# VMWare vs VirtualBox



## alie (Aug 24, 2009)

Hi Guys,

I am not to familiar with VMs. Which VM is faster on Linux, vmware or VirtualBox ?

and if i use VirtualBox under FreeBSD, will it as fast as i run VMWare under Linux ?

Please share your experience with these 2 VMs, thanks!


----------



## vivek (Aug 24, 2009)

VMWare - works like a charm under Linux and FreeBSD only works in guest mode. You cannnot install VMWare workstation or server under FreeBSD.

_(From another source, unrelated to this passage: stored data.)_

PR #125, opened 2019-04-15
Add btc transmuter

Kukks:
Add Btc Transmuter to docker install


NicolasDorier:
Why `BTCTRANSMUTER_CRYPTOS` ? you can't use what the user already set up with BTCPAYGEN_CRYPTOX ?

Kukks:
Because the docker generator would need to become aware of the plugin to do
that. Did not want to pollute it with opt in services

NicolasDorier:
The container does not close nicely.

NicolasDorier:
What is this entrypoint ? 

https://github.com/btcpayserver/btcTransmuter/blob/master/BtcTransmuter/entrypoint.sh

Please either call dotnet process directly from dockerfile (like I did for NBXplorer) or use `exec dotnet ...` so that your process can see SIGKILL signals sent to it.

NicolasDorier:
`NBXplorer is not configured from the looks of it.`

NicolasDorier:
@Kukks need to limit the amount of stuff the user need to manually setup, else they will come in the chat and we lose time debugging them.

Maybe just build this parameter inside the `btcpay-setup.sh` from the BTCPAYGEN stuff.

Kukks:
> What is this entrypoint ?
> 
> https://github.com/btcpayserver/btcTransmuter/blob/master/BtcTransmuter/entrypoint.sh
> 
> Please either call dotnet process directly from dockerfile (like I did for NBXplorer) or use `exec dotnet ...` so that your process can see SIGKILL signals sent to it.

The entrypoint is so that I can restart the app from inside the container itself. This is so I can reload runtime plugins if I ever add support.
Will remove for now

Kukks:
> @Kukks need to limit the amount of stuff the user need to manually setup, else they will come in the chat and we lose time debugging them.
> 
> Maybe just build this parameter inside the `btcpay-setup.sh` from the BTCPAYGEN stuff.

I will create a generic env var that is built the generator that can be used

btcpay-setup.sh
```diff
@@ -141,6 +140,17 @@ if [[ "$BTCPAYGEN_REVERSEPROXY" == "nginx" ]] && [[ "$BTCPAY_HOST" ]]; then
     BTCPAY_HOST="$DOMAIN_NAME"
 fi
 
+BTCPAY_CRYPTOS=""
+for i in $BTCPAYGEN_CRYPTO1 $BTCPAYGEN_CRYPTO2 $BTCPAYGEN_CRYPTO3 $BTCPAYGEN_CRYPTO4 $BTCPAYGEN_CRYPTO5 $BTCPAYGEN_CRYPTO5 $BTCPAYGEN_CRYPTO6 $BTCPAYGEN_CRYPTO7 $BTCPAYGEN_CRYPTO8
+do  
+    echo "checkign loop $i";
```
NicolasDorier: typo

btcpay-setup.sh
```diff
@@ -141,6 +140,17 @@ if [[ "$BTCPAYGEN_REVERSEPROXY" == "nginx" ]] && [[ "$BTCPAY_HOST" ]]; then
     BTCPAY_HOST="$DOMAIN_NAME"
 fi
 
+BTCPAY_CRYPTOS=""
+for i in $BTCPAYGEN_CRYPTO1 $BTCPAYGEN_CRYPTO2 $BTCPAYGEN_CRYPTO3 $BTCPAYGEN_CRYPTO4 $BTCPAYGEN_CRYPTO5 $BTCPAYGEN_CRYPTO5 $BTCPAYGEN_CRYPTO6 $BTCPAYGEN_CRYPTO7 $BTCPAYGEN_CRYPTO8
```
NicolasDorier: should be in quote like `"$BTCPAYGEN_CRYPTO4"`

Kukks: done

btcpay-setup.sh
Kukks: this was outdated

NicolasDorier:
image

Kukks:
Merge this when you can @NicolasDorier  :)

NicolasDorier:
```
WARNING: The BTCPAY_CRYPTOS variable is not set. Defaulting to a blank string.
```

NicolasDorier:
Oh maybe it is because I run btcpay-update without setup.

VirtualBox - work in progress for FreeBSD, so you have to wait for some time. http://wiki.freebsd.org/VirtualBox


----------



## adamk (Aug 24, 2009)

vivek said:
			
		

> VirtualBox - work in progress for FreeBSD, so you have to wait for some time. http://wiki.freebsd.org/VirtualBox




Or you can just try it for yourself since it's in ports and works (for me, anyway) rather well.

Adam


----------



## sim (Aug 24, 2009)

adamk said:
			
		

> Or you can just try it for yourself since it's in ports and works (for me, anyway) rather well.
> 
> Adam



Agreed. VirtualBox on FreeBSD (from ports) works fine for me, running Windows 7-RC as guest.  Haven't pushed it hard but it's nice to know it's there, just in case.

sim


----------



## gr1ml0ck (Aug 24, 2009)

I use Vbox with XP for business needs and find a slight performance boost with FreeBSD rather than Linux as the host OS.

However.. network bridge functionality works under linux but has not yet been implemented on the BSD version.

I am yet to use VmWare so have no input on its performance.. might give it a go tho.


----------



## CodeBlock (Aug 24, 2009)

I use vbox....when it works:  http://forums.freebsd.org/showpost.php?p=37845&postcount=5

The only other one I tried was QEMU and it was extremely slow.


----------



## graudeejs (Aug 25, 2009)

CodeBlock said:
			
		

> I use vbox....when it works:  http://forums.freebsd.org/showpost.php?p=37845&postcount=5
> 
> The only other one I tried was QEMU and it was extremely slow.



No it wasn't, try bochs


----------



## hydra (Aug 25, 2009)

VirtualBox works great, you should try it.


----------



## xiaoj (Aug 25, 2009)

I am using VBox on my FreeBSD box, it's great i enjoy it. But the key feature what i need network bridge functionality was not implemented on FreeBSD, this make me disppoint.

how about bochs? does bochs support the network bridge feature ?


----------



## adamk (Aug 25, 2009)

I can't say if bochs does, but qemu certainly supports bridged network, and is probably faster than bochs.


----------



## alie (Sep 3, 2009)

Thanks guys,

But i was wondering about the VMWare ports performance under linux emulation on FreeBSD. Is it slow ?

I just tried VBox under FreeBSD, it seems more stable on FreeBSD than on my LinuxMint


----------



## DrJ (Sep 3, 2009)

alie said:
			
		

> i was wondering about the VMWare ports performance under linux emulation on FreeBSD. Is it slow ?



If you mean the old VMware 3.2.1 version in ports, it actually is rather snappy.  Sadly, it is terribly dated.  The worst thing is that you can only use it on single CPU or single core systems.  If you have more, you have to turn them off.

That is a show stopper.


----------



## fonz (Sep 3, 2009)

Just wondering: if I'm not mistaken Virtualbox can run VMWare images. Has anyone tried this with FreeBSD? I have this VMWare image of an Ubuntu system that I need to do some lab work with. I'd hate to have to use Windows for this x(

Alphons


----------



## phoenix (Sep 3, 2009)

QEmu can also load (and optionally convert) VMWare disk images.


----------



## Eponasoft (Sep 4, 2009)

Right now, I'm attempting to build virtualbox but its list of dependencies is ABSOLUTELY INSANE. This will take all day.


----------



## bigearsbilly (Oct 18, 2009)

Interestingly, 
I get bridged network on BSD but not on Linux.


----------



## actionM (Oct 18, 2009)

I'm a web developer so I have to use VM's all the time so I can run Internet Explorer.  I can only tell you about my experiences on Linux since I'm new here, but I had a really hard time with virtualBox.  It been over a year since I used it tho.    I used it for 6 months.  It was hell.

VMware was a perfect gentleman.  No complaints at all.  I used it for a year.

KVM is almost perfect and free! I've used it a month.  It's my new favorite.

Also, the qemu + vmware player was a nice free combo.  You can make the images with qemu, then play them with the free vmware player. Not a bad option if you enjoy free + GUI.


----------